Thanks, ​@joe.kington, including for the recommendation that the Tanager data can be read in QGIS. I would like to communicate an observation from my colleagues from NASA ARSET, from their various user feedback surveys - GIS users generally want data in GeoTIFF format, and not in HDF or NetCDF.  I realize that you want to keep the fidelity of the data hence you have the data in said formats.

That said, not having the data automatically available in GIS format (i.e., GeoTIFF) unfortunately makes users jump through additional hoops, and there are users who will just forego jumping through the hoops and will just avoid using HDF / NetCDF data altogether. That is, it’s good to meet users where they are, figuratively speaking. With the PlanetScope data, Planet readily provides the data in GeoTIFF format, so one would think that it wouldn’t be such a heavy lift to provide the Tanager open STAC data in GeoTIFF format.

I’m just sharing a user perspective.

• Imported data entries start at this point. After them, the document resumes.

PR #354, opened 2023-04-21
feat: move external balanceOf calls to an internal function

stevenvaleri:
## Motivation

Reduce the Periphery Contract Size

## Solution

move all external ERC20.balanceOf() calls to be called from an internal function. As is, the larger code to perform this external call is repeated throughout the contract. by using an internal function, the code to move to an internal function is quite small and that will occur often, while the code for the external call will only occur once.

## Implementer Checklist

This is a relatively minor re-factor, with no expected changes in functionality. All existing tests work.

### DIFF
--- a/pkg/core/src/Periphery.sol
+++ b/pkg/core/src/Periphery.sol
@@ -132,12 +132,14 @@ contract Periphery is Trust, IERC3156FlashBorrower {
         PermitData calldata permit,
         SwapQuote calldata quote
     ) external payable returns (address pt, address yt) {
-        (, address stake, uint256 stakeSize) = Adapter(adapter).getStakeAndTarget();
+        (, address stakeAddress, uint256 stakeSize) = Adapter(adapter).getStakeAndTarget();
         if (address(quote.sellToken) != ETH) _transferFrom(permit, address(quote.sellToken), quote.amount);
-        if (address(quote.sellToken) != stake) _fillQuote(quote);
+        if (address(quote.sellToken) != stakeAddress) _fillQuote(quote);
+
+        ERC20 stake = ERC20(stakeAddress);
 
         // Approve divider to withdraw stake assets
-        ERC20(stake).safeApprove(address(divider), stakeSize);
+        stake.safeApprove(address(divider), stakeSize);
 
         (pt, yt) = divider.initSeries(adapter, maturity, msg.sender);
 
@@ -152,13 +154,13 @@ contract Periphery is Trust, IERC3156FlashBorrower {
         }
 
         // refund any excess stake assets
-        ERC20(stake).safeTransfer(msg.sender, ERC20(stake).balanceOf(address(this)));
+        stake.safeTransfer(msg.sender, _balanceOf(stake, address(this)));
 
         // refund any remaining quote.sellToken to receiver
         _transfer(
             quote.sellToken,
             msg.sender,
-            address(quote.sellToken) == ETH ? address(this).balance : quote.sellToken.balanceOf(address(this))
+            address(quote.sellToken) == ETH ? address(this).balance : _balanceOf(quote.sellToken, address(this))
         );
 
         emit SeriesSponsored(adapter, maturity, msg.sender);
@@ -217,7 +219,7 @@ contract Periphery is Trust, IERC3156FlashBorrower {
         _transfer(
             quote.sellToken,
             receiver,
-            address(quote.sellToken) == ETH ? address(this).balance : quote.sellToken.balanceOf(address(this))
+            address(quote.sellToken) == ETH ? address(this).balance : _balanceOf(quote.sellToken, address(this))
         );
     }
 
@@ -803,7 +805,7 @@ contract Periphery is Trust, IERC3156FlashBorrower {
             abi.encode(adapter, uint256(maturity), ytBalIn, ytBalIn - acceptableError, deadline, true)
         );
         if (!result) revert Errors.FlashBorrowFailed();
-        tBal = target.balanceOf(address(this));
+        tBal = _balanceOf(target, address(this));
     }
 
     /// @notice Initiates a flash loan of Target, issues PTs/YTs and swaps the PTs to Target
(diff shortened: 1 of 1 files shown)


stevenvaleri:
I tried two other iterations of this change. The current PR both improves on gas and results in the smallest contract size.

One - the internal `balanceOf()` excepted an address rather than an ERC20
Two - the internal `balanceOf()` excepted an ERC20 and does not cache possible values
Three (current) - the internal `balanceOf()` excepted an ERC20 and caches where possible

image

pkg/core/src/Periphery.sol
```diff
@@ -931,13 +937,17 @@ contract Periphery is Trust, IERC3156FlashBorrower {
             userData: abi.encode(lpBal),
             toInternalBalance: false
         });
-        tBal = ERC20(target).balanceOf(address(this));
-        ptBal = ERC20(pt).balanceOf(address(this));
+
+        ERC20 targeErc20 = ERC20(target);
```
fedealconada: very smol thing: i noticed that while in some lines above you changed `stake` for `stakeAddress` so you could then define `ERC20 stake` you have decided here to keep the var name as is (e.g with the `target` param) and defined `ERC20 targetErc20` instead of renaming it to `targetAddress` and defining `ERC20 target`. 

Was it because you didn't want to rename the var name because it was a param?

Same applies for param `pt`.

fedealconada:
image

fedealconada (approved):
🥇
image

pkg/core/src/Periphery.sol
stevenvaleri: This is a good point. My main goal was to minimize changes, including param names - but as you point out this creates and extends some inconsistencies.

pretty much in functions where we have two variables holding an address and ERC20 for the same contract, we should have consistent naming for contracts and addresses. I think, ideally, this naming would also carry through the rest of the contract, but if we want to keep it to just functions where this overlap occurs, we can do that too.

The least disruptive approach would likely be renaming the ERC20s to end with `Token` and leaving the addresses with just the contract name.
+ using xyzToken would be consistent with the SwapQuote struct with the `buyToken` and `sellToken`
+ it is a little messy for the `ptToken` though - principaltokenToken

pkg/core/src/Periphery.sol
```diff
@@ -911,9 +914,12 @@ contract Periphery is Trust, IERC3156FlashBorrower {
             userData: abi.encode(liq.amounts, liq.minBptOut),
             fromInternalBalance: false
         });
-        lpBal = ERC20(address(pool)).balanceOf(receiver);
+
+        ERC20 poolToken = ERC20(address(pool));
```
jparklev, line 918: Perhaps we could set `pool` as an `ERC20` argument for this function (wrapping the type in `_computeIssueAddLiq`) to avoid having to define this variable? not 100% it'll be cheaper, but a possible micro op

pkg/core/src/Periphery.sol
```diff
@@ -132,12 +132,14 @@ contract Periphery is Trust, IERC3156FlashBorrower {
         PermitData calldata permit,
         SwapQuote calldata quote
     ) external payable returns (address pt, address yt) {
-        (, address stake, uint256 stakeSize) = Adapter(adapter).getStakeAndTarget();
+        (, address stakeAddress, uint256 stakeSize) = Adapter(adapter).getStakeAndTarget();
```
jparklev: It's less-than-ideal given that we'd have to give up this nice property of using the actual abstract contract as an interface, but another approach here might be to create an `Adapter` interface for this contract (like we do with `SpaceFactoryLike`) and define the return value of `stake` as an `ERC20`. Your thoughts?

pkg/core/src/Periphery.sol
jparklev: > The least disruptive approach would likely be renaming the ERC20s to end with Token and leaving the addresses with just the contract name.

Fwiw this feels good to me, and the kludginess around `ptToken` seems like an OK hit for the moment

jparklev (approved):
> he current PR both improves on gas and results in the smallest contract size.

Yay! Where's my :kurt: emoji, it would be appropriate here. Removing the larger external call bytecode blocks 👍 

> the internal balanceOf() excepted an ERC20 and caches where possible

For my own understanding, the caching you're referring to here is of the `ERC20` tokens in memory, is that right?

Left two smol thoughts on additional optimization paths, but overall the changes here LGTM (pending resolution to the renaming thread) ~

pkg/core/src/Periphery.sol
stevenvaleri: since we need to get the poolId later in the function `pool.getPoolId()` we need it as a BalancePool.

I started to re-factor to pass the poolId and poolToken as and ERC20, but it causes some upstream stack-overflow issues. I can keep trying this, but I'd prefer to include it as a separate PR.

pkg/core/src/Periphery.sol
stevenvaleri: Generally, I don't love the idea of implicit casting through the `Like` interfaces and we would still need to cast it back to an address two lines later or so.

Implemented the change and it saves three gas, so I think we should leave it as it.

jparklev: Yes, SGTM. Thanks for checking

pkg/core/src/Periphery.sol
stevenvaleri: Implemented this updated in a separate PR that will merge into this branch #355

pkg/core/src/Periphery.sol
jparklev: > and we would still need to cast it back to an address two lines later or so

Although I think we could just do `quote.sellToken != stakeAddress` for that line, right?

(not to say we should still explore this change, just to confirm)

stevenvaleri:
> 

The caching is really creating additional variables in functions to reduce duplicate code execution. In one instance rather than repetitively casting an address to an ERC20, I added a variable to do that once and store the ERC20 in a variable

In another instance rather than calling the adapter for the target twice, its only called once and saved in a variable to be used again later.

pkg/core/src/Periphery.sol
stevenvaleri: Ah - confirmed. Good catch.

I retested taking that into account. Gas savings is still minimal, and increases in the min case, so I think should skip making this update.

image

stevenvaleri:
> I tried two other iterations of this change. The current PR both improves on gas and results in the smallest contract size.
> 
> One - the internal `balanceOf()` excepted an address rather than an ERC20 Two - the internal `balanceOf()` excepted an ERC20 and does not cache possible values Three (current) - the internal `balanceOf()` excepted an ERC20 and caches where possible
> 
> image

Closing this PR - the gas assessment table is incorrect. The values for the balanceOf with caching were not calculated the correct way making the balanceOf - with an address param the best solution.

This is the correct table:
image

The caching actually adds gas by creating an extra variable, and presumably the optimizer already removes the duplicate external calls and casting.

And on behalf of the user community, I’d also like to say that we really appreciate that Planet has been releasing Tanager data through the open STAC.


Forum|alt.badge.img+3
  • Planeteer 🌎
  • May 29, 2026

@Emil Cherrington - The issue is that GIS software won’t be able to use any geolocation information if the data is in geotiff form. Geotiff would actually be _less_ usable for desktop GIS users. This is not raster data in the conventional sense.  HDFEOS is a format designed by NASA, just for clarity. It’s not anything Tanager-specific, and was chosen partly for compatibility with NASA’s datasets.

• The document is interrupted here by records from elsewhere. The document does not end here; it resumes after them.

PR #356, opened 2023-04-26
Gen 2287 internal balance of with address param

stevenvaleri:
## Motivation

Reduce Periphery Contract Size

## Solution

Move external balanceOf calls all to one internal function.

Alternative approaches tried:
+ External Libraries for Logic - too complicated and more gas
+ Import interfaces instead of full contracts - already handled by compiler
+ move `safeTransfer` to an internal function - increases size
+ have internal balanceOf use an ERC20 as an input param instead of the token address

## Implementer Checklist

All logic remains the same. Refactor to reduce contract size.

Reduced Size:
image

Corrected and Accurate Gas Changes - `balanceOf - address` is this implementation:

image


jparklev (approved):
This makes sense and actually reads a little cleaner to me, ty for circling back on this

fedealconada (approved):
lgtm!

pkg/core/src/Periphery.sol
```diff
@@ -1062,6 +1074,10 @@ contract Periphery is Trust, IERC3156FlashBorrower {
         }
     }
 
+    function _balanceOf(address token, address user) internal returns (uint256 amt) {
+        amt = ERC20(token).balanceOf(user);
+    }
+
```
IAm0x52, line 1080: Every occurrence of native balanceOf ERC20 method replaced with _balanceOf

IAm0x52 (commented):
Fixes look good. Every occurrence of ERC20.balance of changed to internal _balanceOf() function and inputs have been correctly translated

PR #40, opened 2023-10-02
Add cmake build for Mac Intel without Metal

dotieuthien:
- Error when loading llama model with Metal on MacBook with Intel, so I fix the document to run nitro_temp with only-CPU mode.
- Configuration: Intel Core i7 and Intel Iris Plus


tikikun (approved):
Metal is not working on mac intel now, approved

Issue #69, opened 2023-10-12
feat: support http cors 


nam-john-ho:
**Problem**
User could not call llama/chat_completion api on web browsers due to CORS policy
![Screenshot 2023-10-12 at 12 21 15](https://github.com/janhq/nitro/assets/146448941/b20969c4-84d0-4df0-8d44-73f9f17c2048)

**Success Criteria**
Users able to call llama/chat_completion api on web browsers

PR #72, opened 2023-10-12
#89: support cors chat completion api

nam-john-ho:
https://github.com/janhq/nitro/issues/69


tikikun:
image

According to drogon it seems that the default behaviour is having cors enabled

PR #92, opened 2023-10-25
chore: Amend license from MIT to AGPLv3

dan-jan:
Folks, I've submitted a PR to shift Nitro from MIT license to AGPL, as per our retreat discussion. 

## Why AGPL?
* Jan wants to build Nitro as a long-term ecosystem, and will drive Nitro's development for next few years
* We want strong copyleft culture, where downstream consumers improvements are fed back into the ecosystem
* We will be investing a lot of effort into integrating TensorRT-LLM and other libraries, and want potential Jan competitors to compete with us on an even playing field
* Longer-term, we can consider a dual-licensing scheme for Nitro, to waive AGPL with a commercial license (ala MySQL)

## Who else uses AGPLv3?
* MongoDB
* Minio
* Increasing numbers of the r/selfhosted stack uses AGPL, and we maintain license compatibility

cc @tikikun @vuonghoainam @0xSage

### DIFF
--- a/LICENSE
+++ b/LICENSE
@@ -1,21 +1,660 @@
-MIT License
+# GNU AFFERO GENERAL PUBLIC LICENSE
 
-Copyright (c) 2023 Jan
+Version 3, 19 November 2007
 
-Permission is hereby granted, free of charge, to any person obtaining a copy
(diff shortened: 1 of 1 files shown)


tikikun (approved):
LGTM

Most hyperspectral data and Tanager data specifically uses geolocation arrays as the primary model for providing spatial information. That means it’s not raster data in the traditional sense (i.e. the pixels are not regularly sampled in ground/map space).  I’m not aware of any GIS software that will support geolocation arrays in external files. ArcGIS and QGIS certainly don't. Gdal can via custom transformer options + a VRT, but it’s tricky to set up (and QGIS using that VRT wouldn’t display things correctly without the transformer options, which you can’t supply in QGIS).  Newer QGIS versions at least support using basic HDFEOS products correctly, while nothing would support using the equivalent data in geotiff form.

In addition, each HDFEOS file is up to 17 different datasets that would be their own geotiffs, and you’d need to download many of those to use any one of them. Geotiff would be awkward for that reason, as well as not having any usable location information.

It’s true the ortho products could be represented as geotiffs, but those cannot reasonably be used for analysis.  They’ve been resampled using nearest neighbor and the pixel extent no longer correctly corresponds to the area that the spectra came from.  For hyperspectral data, it’s vital to use data in its basic form (i.e. not raster data at all) and not ortho products when doing analysis. 

I’d urge caution around trying to do anything other than visualization with these datasets in geotiff form.